Numb. 200. Saturday, February 15, 1752.

Nemo petit, modicis quæ mittebantur amicis
A Seneca, quæ Piso bonus, quæ Cotta solebat
Largiri, nempe et titulis et facibus olim
Major habebatur donandi gloria: solum
Poscimus, ut cænes civiliter; hoc face, et esto,
Esto, ut nunc multi, dives tibi, pauper amicis.

Juv.

  No man expects (for who so much a sot
  Who has the times he lives in so forgot?)
  What Seneca, what Piso us'd to send,
  To raise, or to support a sinking friend.
  Those godlike men, to wanting virtue kind,
  Bounty well plac'd, preferr'd, and well design'd,
  To all their titles, all that height of pow'r,
  Which turns the brains of fools, and fools alone adore.
  When your poor client is condemn'd t' attend,
  'Tis all we ask, receive him as a friend:
  Descend to this, and then we ask no more;
  Rich to yourself, to all beside be poor.

Bowles.

TotheRAMBLER

Mr.
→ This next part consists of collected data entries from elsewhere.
PR #575, opened 2024-03-06
Add log tailer for MPS control logs

elezar:
This change adds a background `tail -n +1 -f` command for the `control.log` associated with an MPS daemon.

This is outputed to stdout to ensure that MPS control daemon logs are also available in the `kubectl logs` output.

```
I0313 19:23:55.081285      69 daemon.go:131] "Starting log tailer" resource="nvidia.com/gpu"
[2024-03-13 19:23:55.063 Control    98] Starting control daemon using socket /mps/nvidia.com/gpu/pipe/control
[2024-03-13 19:23:55.063 Control    98] To connect CUDA applications to this daemon, set env CUDA_MPS_PIPE_DIRECTORY=/mps/nvidia.com/gpu/pipe
...
[2024-03-13 19:24:23.903 Control    98] NEW UI
[2024-03-13 19:24:23.903 Control    98] Cmd:get_default_active_thread_percentage
[2024-03-13 19:24:23.903 Control    98] 10.0
[2024-03-13 19:24:23.903 Control    98] UI closed
I0313 19:24:40.850399      69 main.go:144] Received signal "terminated", shutting down.
I0313 19:24:40.850462      69 main.go:214] Stopping MPS daemons.
[2024-03-13 19:24:40.870 Control    98] Accepting connection...
[2024-03-13 19:24:40.870 Control    98] NEW UI
[2024-03-13 19:24:40.871 Control    98] Cmd:quit
[2024-03-13 19:24:40.871 Control    98] Exit with status 0
I0313 19:24:40.871316      69 daemon.go:145] "Stopped MPS control daemon" resource="nvidia.com/gpu"
I0313 19:24:40.886798      69 daemon.go:148] "Stopped log tailer" resource="nvidia.com/gpu" error="signal: killed"
```

### DIFF
--- a/cmd/mps-control-daemon/mps/daemon.go
+++ b/cmd/mps-control-daemon/mps/daemon.go
@@ -22,6 +22,7 @@ import (
 	"io"
 	"os"
 	"os/exec"
+	"path/filepath"
 
 	"k8s.io/klog/v2"
 
@@ -46,6 +47,8 @@ type Daemon struct {
 	// root represents the root at which the files and folders controlled by the
 	// daemon are created. These include the log and pipe directories.
 	root Root
+	// logTailer tails the MPS control daemon logs.
+	logTailer *tailer
 }
 
 // NewDaemon creates an MPS daemon instance.
@@ -124,23 +127,31 @@ func (d *Daemon) Start() error {
 	}
 	defer statusFile.Close()
 
+	d.logTailer = newTailer(filepath.Join(logDir, "control.log"))
+	klog.InfoS("Starting log tailer", "resource", d.rm.Resource())
+	if err := d.logTailer.Start(); err != nil {
+		klog.ErrorS(err, "Could not start tail command on control.log; ignoring logs")
+	}
+
 	return nil
 }
 
 // Stop ensures that the MPS daemon is quit.
 func (d *Daemon) Stop() error {
-	output, err := d.EchoPipeToControl("quit")
+	_, err := d.EchoPipeToControl("quit")
 	if err != nil {
 		return fmt.Errorf("error sending quit message: %w", err)
 	}
-	klog.InfoS("Shut down MPS", "output", output)
+	klog.InfoS("Stopped MPS control daemon", "resource", d.rm.Resource())
+
+	err = d.logTailer.Stop()
+	klog.InfoS("Stopped log tailer", "resource", d.rm.Resource(), "error", err)
 
 	if err := d.setComputeMode(computeModeDefault); err != nil {
 		return fmt.Errorf("error setting compute mode %v: %w", computeModeDefault, err)
 	}
 
-	err = os.Remove(d.startedFile())
-	if err != nil && err != os.ErrNotExist {
+	if err := os.Remove(d.startedFile()); err != nil && err != os.ErrNotExist {
 		return fmt.Errorf("failed to remove started file: %w", err)
 	}
 
--- a/cmd/mps-control-daemon/mps/log-tailer.go
+++ b/cmd/mps-control-daemon/mps/log-tailer.go
@@ -1,0 +1,69 @@
+/**
+# Copyright 2024 NVIDIA CORPORATION
+#
+# Licensed under the Apache License, Version 2.0 (the "License");
+# you may not use this file except in compliance with the License.
+# You may obtain a copy of the License at
+#
+#     http://www.apache.org/licenses/LICENSE-2.0
+#
+# Unless required by applicable law or agreed to in writing, software
+# distributed under the License is distributed on an "AS IS" BASIS,
+# WITHOUT WARRANTIES OR CONDITIONS OF ANY KIND, either express or implied.
+# See the License for the specific language governing permissions and
+# limitations under the License.
+**/
+
+package mps
+
+import (
+	"context"
+	"os"
+	"os/exec"
+)
+
+// tailer tails the contents of a file.
+type tailer struct {
+	filename string
+	cmd      *exec.Cmd
+	cancel   context.CancelFunc
+}
+
+// newTailer creates a tailer.
+func newTailer(filename string) *tailer {
+	return &tailer{
+		filename: filename,
+	}
+}
+
+// Start starts tailing the specified filename.
+func (t *tailer) Start() error {
+	ctx, cancel := context.WithCancel(context.Background())
+	t.cancel = cancel
+
+	//nolint:gosec // G204: Subprocess launched with a potential tainted input or cmd arguments (gosec)
+	cmd := exec.CommandContext(ctx, "tail", "-n", "+1", "-f", t.filename)
+	cmd.Stdout = os.Stdout
+	cmd.Stderr = os.Stderr
+
+	if err := cmd.Start(); err != nil {
+		return err
+	}
+	t.cmd = cmd
+	return nil
+}
+
+// Stop stops the tailer.
+// The associated cancel function is called after which the command wait is
+// called -- if applicable.
+func (t *tailer) Stop() error {
+	if t.cancel != nil {
+		t.cancel()
+	}
+
+	if t.cmd == nil {
+		return nil
+	}
+
+	return t.cmd.Wait()
+}


cmd/mps-control-daemon/mps/daemon.go
```diff
@@ -124,25 +127,51 @@ func (d *Daemon) Start() error {
...
-	klog.InfoS("Shut down MPS", "output", output)
+	klog.InfoS("Stopped MPS control daemon", "resource", d.rm.Resource())
+
+	if d.tail != nil {
+		klog.InfoS("Stopping log tailer", "resource", d.rm.Resource())
+		if err := d.tail.Process.Signal(os.Kill); err != nil {
+			klog.ErrorS(err, "Failed to stop log tailer")
+		}
+
+		err := d.tail.Wait()
```
cdesiniotis, line 157: Question -- what happens if an error is returned when sending the kill signal to the `tail` process? Should we skip this `Wait()` call in that case? I would expect the tail process to eventually get reaped anyways once this container exits.

cmd/mps-control-daemon/mps/daemon.go
```diff
@@ -124,25 +127,51 @@ func (d *Daemon) Start() error {
 	}
 	defer statusFile.Close()
 
+	klog.InfoS("Starting log tailer", "resource", d.rm.Resource())
+	tail := exec.Command("tail", "-n", "+1", "-f", filepath.Join(logDir, "control.log")) //nolint:gosec
+	tail.Stdout = os.Stdout
```
klueska, line 132: do we also want `stderr`?

cmd/mps-control-daemon/mps/daemon.go
```diff
@@ -124,25 +127,51 @@ func (d *Daemon) Start() error {
 	}
 	defer statusFile.Close()
 
+	klog.InfoS("Starting log tailer", "resource", d.rm.Resource())
+	tail := exec.Command("tail", "-n", "+1", "-f", filepath.Join(logDir, "control.log")) //nolint:gosec
```
klueska, line 131: What is the purpose of `//nolint:gosec`? Meaning, what linting error would be reported here.

cmd/mps-control-daemon/mps/daemon.go
```diff
@@ -124,25 +127,51 @@ func (d *Daemon) Start() error {
...
 
 // Stop ensures that the MPS daemon is quit.
 func (d *Daemon) Stop() error {
-	output, err := d.EchoPipeToControl("quit")
+	_, err := d.EchoPipeToControl("quit")
 	if err != nil {
 		return fmt.Errorf("error sending quit message: %w", err)
 	}
-	klog.InfoS("Shut down MPS", "output", output)
+	klog.InfoS("Stopped MPS control daemon", "resource", d.rm.Resource())
```
klueska, line 149: Do these klog outputs get mixed with the tail log?

cmd/mps-control-daemon/mps/daemon.go
```diff
@@ -124,25 +127,51 @@ func (d *Daemon) Start() error {
...
+
+	if d.tail != nil {
+		klog.InfoS("Stopping log tailer", "resource", d.rm.Resource())
+		if err := d.tail.Process.Signal(os.Kill); err != nil {
+			klog.ErrorS(err, "Failed to stop log tailer")
+		}
+
+		err := d.tail.Wait()
+		klog.InfoS("Stopped log tailer", "resource", d.rm.Resource(), "output", err)
```
klueska, line 158:
```suggestion
		klog.InfoS("Stopped log tailer", "resource", d.rm.Resource(), "error", err)
```

cmd/mps-control-daemon/mps/daemon.go
```diff
@@ -124,25 +127,51 @@ func (d *Daemon) Start() error {
...
+	_, err := d.EchoPipeToControl("quit")
 	if err != nil {
 		return fmt.Errorf("error sending quit message: %w", err)
 	}
-	klog.InfoS("Shut down MPS", "output", output)
+	klog.InfoS("Stopped MPS control daemon", "resource", d.rm.Resource())
+
+	if d.tail != nil {
+		klog.InfoS("Stopping log tailer", "resource", d.rm.Resource())
+		if err := d.tail.Process.Signal(os.Kill); err != nil {
```
klueska, line 153: Do we want os.Kill or os.Term?

cmd/mps-control-daemon/mps/daemon.go
klueska: Yes, I was going to ask the same thing.

cmd/mps-control-daemon/mps/daemon.go
```diff
@@ -124,25 +127,51 @@ func (d *Daemon) Start() error {
...
 
+	klog.InfoS("Starting log tailer", "resource", d.rm.Resource())
+	tail := exec.Command("tail", "-n", "+1", "-f", filepath.Join(logDir, "control.log")) //nolint:gosec
+	tail.Stdout = os.Stdout
+	if err := tail.Start(); err != nil {
+		klog.ErrorS(err, "Could not start tail command on control.log; ignoring logs")
+		d.tail = nil
+	} else {
+		d.tail = tail
+	}
```
klueska, line 138:
```suggestion
	d.tail = exec.Command("tail", "-n", "+1", "-f", filepath.Join(logDir, "control.log")) //nolint:gosec
	d.tail.Stdout = os.Stdout
	d.tail.Stderr = os.Stderr
	
	if err := d.tail.Start(); err != nil {
		klog.ErrorS(err, "Could not start tail command on control.log; ignoring logs")
		d.tail = nil
	}
```

cmd/mps-control-daemon/mps/daemon.go
```diff
@@ -124,25 +127,51 @@ func (d *Daemon) Start() error {
...
-	err = os.Remove(d.startedFile())
-	if err != nil && err != os.ErrNotExist {
+	if err := os.Remove(d.startedFile()); err != nil && err != os.ErrNotExist {
 		return fmt.Errorf("failed to remove started file: %w", err)
 	}
+
+	logDir := d.LogDir()
+	if err := os.RemoveAll(logDir); err != nil {
+		klog.ErrorS(err, "Failed to remove pipe directory", "path", logDir)
+	}
```
klueska, line 173: This seems relevant, but unrelated to this PR.

cmd/mps-control-daemon/mps/daemon.go
elezar: When constructing a command from a go-variable the linter generates:
```
cmd/mps-control-daemon/mps/daemon.go:131:10: G204: Subprocess launched with a potential tainted input or cmd arguments (gosec)
        tail := exec.Command("tail", "-n", "+1", "-f", filepath.Join(logDir, "control.log"))
                ^
```
I could add a `nolint` comment in the preceding line instead and include the full error message in the comment.

cmd/mps-control-daemon/mps/daemon.go
elezar: Yes. klog prints to stderr by default and that's captured by the container logger.

cmd/mps-control-daemon/mps/daemon.go
elezar: `os.Term` is probably better as it allows `tail` to clean things up.

Does it make sense to send `os.Term` and then `os.Kill` if that fails?

cmd/mps-control-daemon/mps/daemon.go
elezar: Moved to #591 

Note that it manifests here since we're tailing the file from the beginning.

cmd/mps-control-daemon/mps/daemon.go
elezar: Yes, that probably makes sense. I have updated the implementation to not call `Wait` in the event of an error. (and also switched to `SIGTERM`).

cmd/mps-control-daemon/mps/daemon.go
elezar: I have updated to include the error that's being ignored.

cmd/mps-control-daemon/mps/daemon.go
klueska: Approved other PR

cmd/mps-control-daemon/mps/daemon.go
klueska: See my comment [here](https://github.com/NVIDIA/k8s-device-plugin/pull/575#discussion_r1523406298) which avoids this entirely.

cmd/mps-control-daemon/mps/daemon.go
elezar: That does sound cleaner. Let me update.

cmd/mps-control-daemon/mps/daemon.go
```diff
@@ -124,23 +128,38 @@ func (d *Daemon) Start() error {
...
-	output, err := d.EchoPipeToControl("quit")
+	_, err := d.EchoPipeToControl("quit")
 	if err != nil {
 		return fmt.Errorf("error sending quit message: %w", err)
 	}
-	klog.InfoS("Shut down MPS", "output", output)
+	klog.InfoS("Stopped MPS control daemon", "resource", d.rm.Resource())
+
+	klog.InfoS("Stopping log tailer", "resource", d.rm.Resource())
+	d.tailCancel()
```
klueska, line 156: Thinking about this a bit more (after looking at it), we should probably still track `d.tail` and call `d.tail.Wait()` after the cancel(). It is guaranteed to return and we can check / log its error (if there is one).

klueska: Maybe call it `d.tailCmd` though, so as to by symmetric with `d.tailCancel`

klueska (approved):

elezar:
@klueska a minor simplification since the last review. Also ran some tests and updated the description with the output.

klueska (approved):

Rambler,

SUCH is the tenderness or infirmity of many minds, that when any affliction oppresses them, they have immediate recourse to lamentation and complaint, which though it can only be allowed reasonable when evils admit of remedy, and then only when addressed to those from whom the remedy is expected, yet seems even in hopeless and incurable distresses to be natural, since those by whom it is not indulged, imagine that they give a proof of extraordinary fortitude by suppressing it.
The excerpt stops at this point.